Test your connoisseurship - and win a holiday!
October 4 2012
Picture: Teylers Museum
Over at Art History Today, David Packwood alerts me to an intriguing method of attributing Raphael drawings. At a new exhibition on Raphael drawings at the Teylers Museum in Haarlem, visitors can vote on whether they think the above Raphael drawing is by Raphael or not. The museum's website tells us why their curators need the public's help:
Research carried out for this exhibition led to three more of the drawings in the collection of Teylers Museum being attributed to Raphael. But there is one drawing about which the experts cannot agree: the three women’s heads, dating from around 1518.

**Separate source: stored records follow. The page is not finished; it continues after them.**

PR #2311, opened 2026-03-09
fix: modal checkout for blocks

chickenn00dle:
### All Submissions:

Closes https://linear.app/a8c/issue/NPPD-1188/modal-checkout-testing-and-fixes

This PR gets Modal checkout working with the block theme.

See https://github.com/Automattic/newspack-plugin/pull/4557 for testing instructions

### Other information:

### DIFF
--- a/includes/class-modal-checkout.php
+++ b/includes/class-modal-checkout.php
@@ -138,6 +138,7 @@ final class Modal_Checkout {
 		add_action( 'wp', [ __CLASS__, 'process_checkout_request' ] );
 		add_action( 'wp_ajax_abandon_modal_checkout', [ __CLASS__, 'process_abandon_checkout' ] );
 		add_action( 'wp_ajax_nopriv_abandon_modal_checkout', [ __CLASS__, 'process_abandon_checkout' ] );
+		add_action( 'wp_loaded', [ __CLASS__, 'process_checkout_action' ], 21 );
 
 		add_filter( 'wp_redirect', [ __CLASS__, 'pass_url_param_on_redirect' ] );
 		add_filter( 'woocommerce_cart_product_cannot_be_purchased_message', [ __CLASS__, 'woocommerce_cart_product_cannot_be_purchased_message' ], 10, 2 );
@@ -292,6 +293,35 @@ final class Modal_Checkout {
 		}
 
 		return false;
+	}
+
+	/**
+	 * Process checkout after order button is clicked in the modal.
+	 */
+	public static function process_checkout_action() {
+		if ( ! self::is_modal_checkout() ) {
+			return;
+		}
+
+		$nonce = isset( $_POST['newspack_checkout_nonce'] ) ? sanitize_text_field( wp_unslash( $_POST['newspack_checkout_nonce'] ) ) : '';
+		if ( ! wp_verify_nonce( $nonce, 'newspack_modal_checkout_nonce' ) ) {
+			wp_send_json_error( [ 'message' => __( 'Invalid nonce.', 'newspack-blocks' ) ] );
+			wp_die();
+		}
+
+		if ( isset( $_POST['newspack_blocks_checkout_action'] ) ) { // phpcs:ignore WordPress.Security.NonceVerification.Missing
+			wc_nocache_headers();
+
+			if ( \WC()->cart->is_empty() ) {
+				wp_safe_redirect( wc_get_cart_url() );
+				exit;
+			}
+
+			wc_maybe_define_constant( 'WOOCOMMERCE_CHECKOUT', true );
+			// Generate a fresh WC nonce so process_checkout() passes its internal verification.
+			$_REQUEST['woocommerce-process-checkout-nonce'] = wp_create_nonce( 'woocommerce-process_checkout' );
+			\WC()->checkout()->process_checkout();
+		}
 	}
 
 	/**
--- a/includes/class-modal-checkout.php
+++ b/includes/class-modal-checkout.php
@@ -299,7 +299,7 @@ final class Modal_Checkout {
 	 * Process checkout after order button is clicked in the modal.
 	 */
 	public static function process_checkout_action() {
-		if ( ! self::is_modal_checkout() ) {
+		if ( ! self::is_modal_checkout() || ! isset( $_POST['newspack_blocks_checkout_action'] ) ) { // phpcs:ignore WordPress.Security.NonceVerification.Missing
 			return;
 		}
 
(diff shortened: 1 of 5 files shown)


src/modal-checkout/index.js
```diff
@@ -685,7 +685,7 @@ import { domReady, onCheckoutPlaceOrderProcessing } from './utils';
 					// Serialize form and remove fields that shouldn't be included for validation.
 					const serializedForm = $form.serializeArray().filter( item => ! removeFromValidation.includes( item.name ) );
 					// Add 'update totals' parameter so it just performs validation.
-					serializedForm.push( { name: 'woocommerce_checkout_update_totals', value: '1' } );
+					serializedForm.push( { name: 'newspack_blocks_checkout_action', value: '1' } );
 					// Ajax request.
```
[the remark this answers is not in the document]
chickenn00dle: This shouldn't be a problem since Woos checkout handler depends on two POST flags which we are purposefully not setting: https://github.com/woocommerce/woocommerce/blob/edee2521a4850a767ac95dd6ee900a93c2915ae8/plugins/woocommerce/includes/class-wc-form-handler.php#L397-L410

On our end, we are looking for our own flag and setting the relevant woo POST data before triggering checkout ourselves.

includes/class-modal-checkout.php
```diff
@@ -138,6 +138,7 @@ public static function init() {
 		add_action( 'wp', [ __CLASS__, 'process_checkout_request' ] );
 		add_action( 'wp_ajax_abandon_modal_checkout', [ __CLASS__, 'process_abandon_checkout' ] );
 		add_action( 'wp_ajax_nopriv_abandon_modal_checkout', [ __CLASS__, 'process_abandon_checkout' ] );
+		add_action( 'wp_loaded', [ __CLASS__, 'process_checkout_action' ], 21 );
```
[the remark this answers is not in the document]
chickenn00dle: I've added a check to determine if checkout is processing in https://github.com/Automattic/newspack-blocks/pull/2311/commits/651cea1b79ba4d586eef27cff1891c5e2db7628e. So we will keep this hooked after Woos callback to ensure this check runs after Woos. Woos should never run though since we aren't passing the required POST flags, but it is better for us to be safe.

includes/class-modal-checkout.php
```diff
@@ -294,6 +295,39 @@ public static function has_unsupported_payment_gateway() {
...
+
+		$nonce = isset( $_POST['newspack_checkout_nonce'] ) ? sanitize_text_field( wp_unslash( $_POST['newspack_checkout_nonce'] ) ) : '';
+		if ( ! wp_verify_nonce( $nonce, 'newspack_modal_checkout_nonce' ) ) {
+			wp_send_json_error( [ 'message' => __( 'Invalid nonce.', 'newspack-blocks' ) ] );
+			wp_die();
+		}
+
+		wc_nocache_headers();
+
+		if ( \WC()->cart->is_empty() ) {
```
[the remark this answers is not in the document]
chickenn00dle: This is the same behavior as Woos callback, so I'll keep it.

includes/class-modal-checkout.php
```diff
@@ -294,6 +295,39 @@ public static function has_unsupported_payment_gateway() {
 		return false;
 	}
 
+	/**
+	 * Process checkout after order button is clicked in the modal.
+	 */
+	public static function process_checkout_action() {
+		if ( ! self::is_modal_checkout() || ! isset( $_POST['newspack_blocks_checkout_action'] ) ) { // phpcs:ignore WordPress.Security.NonceVerification.Missing
+			return;
+		}
```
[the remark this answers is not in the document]
chickenn00dle: Updated in https://github.com/Automattic/newspack-blocks/pull/2311/commits/1299629018a029db82bda7f6cbf4a6720b1bfebf

src/blocks/donate/styles/editor.scss
```diff
@@ -35,7 +35,7 @@
 
 	button,
 	.submit-button {
-		font-family: var(--newspack-theme-font-heading);
+		font-family: var(--newspack-theme-font-heading, sans-serif);
```
laurelfulford, line 38: This fallback is a good catch! Probably something we should move to the respective themes in the future (but definitely unrelated to this change).

src/modal-checkout/checkout.scss
```diff
@@ -841,6 +848,20 @@
 				margin: 0;
 			}
 		}
+
+		td,
+		th {
+			border: 1px solid var(--newspack-ui-color-border);
```
laurelfulford: Nit: this could probably use a fallback - it looks like we use `#ddd` [elsewhere](https://github.com/Automattic/newspack-blocks/blob/7f3e399e9c6ea93dbfaf1c7efe8c5308d7d2fe2e/src/modal-checkout/checkout.scss#L518).

includes/class-modal-checkout.php
```diff
@@ -294,6 +295,44 @@ public static function has_unsupported_payment_gateway() {
...
+
+		wc_maybe_define_constant( 'WOOCOMMERCE_CHECKOUT', true );
+
+		// If this is a validation-only request, set the flag that tells process_checkout() to only validate the order.
+		if ( isset( $_POST['is_validation_only'] ) ) {
+			$_POST['woocommerce_checkout_update_totals'] = '1';
+		}
+		// Generate a fresh WC nonce so process_checkout() passes its internal verification.
```
laurelfulford: Nit: might be good to add a little context about the block theme being the cause of this workaround (either here or with the `newspack_modal_checkout_nonce`), just in case it's ever flagged as unneeded 😅

src/modal-checkout/checkout.scss
```diff
@@ -841,6 +848,20 @@
...
+			border-width: 0 0 1px;
+			word-break: break-all;
+		}
+
+		tr:last-child {
+			td,
+			th {
+				border-bottom: 0;
+			}
```
laurelfulford: There's a bit of a regression with these styles. It looks like the issue is that `tr` can be the last child within `thead`, `tbody`, or `tfoot` but not be the last row in the table.

Here's an example of the Transaction details in trunk vs. this PR, both with the Classic Theme:

Image

Image

I think the fix could just be checking the last `tr` withing `tfoot`, or check for the last `tr` in the last direct child of the `table` (like `table > *:last-child > tr`)?

laurelfulford (changes requested):
Thanks for taking this on, @chickenn00dle! 

It's looking really good overall. I hammered all of your testing steps, plus: NYP, free trials, coupon codes, and my BFFs, PayPal and Braintree. 

I ran into a couple minor issues but it's looking really good in my testing overall!

----

PayPal and Braintree work with this PR with both themes! 🎉 Like now, you have to use the `[woocommerce_checkout]` shortcode, and not the block-based checkout. When you use the latter, PayPal doesn't load, and Braintree won't load the inputs.

I'm going to spin up an issue for this as it'd be nice to have this work with the block-based checkout, but as-is, it meets feature parity 🙂 

----

Minor nit: In the block theme, the transaction details are picking up an underline on the Remove Coupon link that you don't get in the Classic theme: 

Image

src/modal-checkout/checkout.scss
chickenn00dle: Added in https://github.com/Automattic/newspack-blocks/pull/2311/commits/992b3e27549964af158579ea47a53549043fc0bd

includes/class-modal-checkout.php
chickenn00dle: Great idea! Expanded the comment in https://github.com/Automattic/newspack-blocks/pull/2311/commits/992b3e27549964af158579ea47a53549043fc0bd

src/modal-checkout/checkout.scss
chickenn00dle: Good catch! Fixed in https://github.com/Automattic/newspack-blocks/pull/2311/commits/992b3e27549964af158579ea47a53549043fc0bd

chickenn00dle:
Thanks for the review @laurelfulford!  This is ready for another round of review now.

chickenn00dle:
Sorry @laurelfulford, I lied. For some reason all of my changes didn't end up in that commit... Gotta re-push them.

chickenn00dle:
Okay, this is ready for real now: https://github.com/Automattic/newspack-blocks/pull/2311/changes/1f32275679cd9ef2845513acf33b89ac230ba7d3

Sorry for the confusion @laurelfulford

src/modal-checkout/checkout.scss
laurelfulford: Thanks!

includes/class-modal-checkout.php
laurelfulford: Comment looks good -- thank you!

src/modal-checkout/checkout.scss
laurelfulford: Table looks good!

laurelfulford (approved):
Thanks @chickenn00dle! This is all looking good (including the coupon link in the block theme) -- thank you!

Visitors can record their own reactions and give their opinions straight away by using a special voting machine set up in the first gallery. All those taking part have a chance of winning a trip for two to Raphael’s home country, offered by Labrys Reizen. The winner will be announced on this site on Friday 11 January 2013.
Update - a reader writes:
When I was younger and a porter in the English Drawings and Watercolour Dept at Christies, I used to watch, listen and talk to my boss Noel Annesley about the Old Master Drawings and as he called it, 'first instinct of the eye'.
So, my heart leapt as I scrolled down and before I reached the text I thought Raphael. The two upper heads are just too good, the lips and the noses are spot on and the angle of the heads have sold me, so I'm voting yes.